▶ ACTIVITY
What lines in the entries below contain the word "that"? Copy all of them.

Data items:
=-=-=-=-=

Issue #1679, opened 2023-10-18
feat: < Dialog /> should throw console.error if containerSelector is not found


SergeyRoyt:
[Monday ticket](https://monday.monday.com/boards/3532714909/pulses/5350072279)

arianxq:
Hi, I would like to work on this.

SergeyRoyt:
Hey, @arianxq !
Thanks, good luck with that!

Kritik-J:
@SergeyRoyt As the assignee has not created a PR since last week, can you assign me this issue?

arianxq:
@Kritik-J
I had intended to work on this issue, but I see that you've already submitted a pull request. In light of that, I respect your efforts and contributions, you can take this issue. Best of luck with your PR!

SergeyRoyt:
Closed thanks to @Kritik-J !

Sorry, @arianxq 🙏

PR #1703, opened 2023-10-25
feat: < Dialog /> should throw console.error if containerSelector is not found

Kritik-J:
fixes: #1679

### DIFF
--- a/src/components/Dialog/Dialog.tsx
+++ b/src/components/Dialog/Dialog.tsx
@@ -280,14 +280,8 @@ export default class Dialog extends PureComponent<DialogProps, DialogState> {
       console.error("Dialog: containerSelector is not provided or is falsy. Dialog may not be correctly positioned.");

=-=-=-=-=

▶ SOLUTION TO THE PROBLEM
Thanks, good luck with that!
I had intended to work on this issue, but I see that you've already submitted a pull request. In light of that, I respect your efforts and contributions, you can take this issue. Best of luck with your PR!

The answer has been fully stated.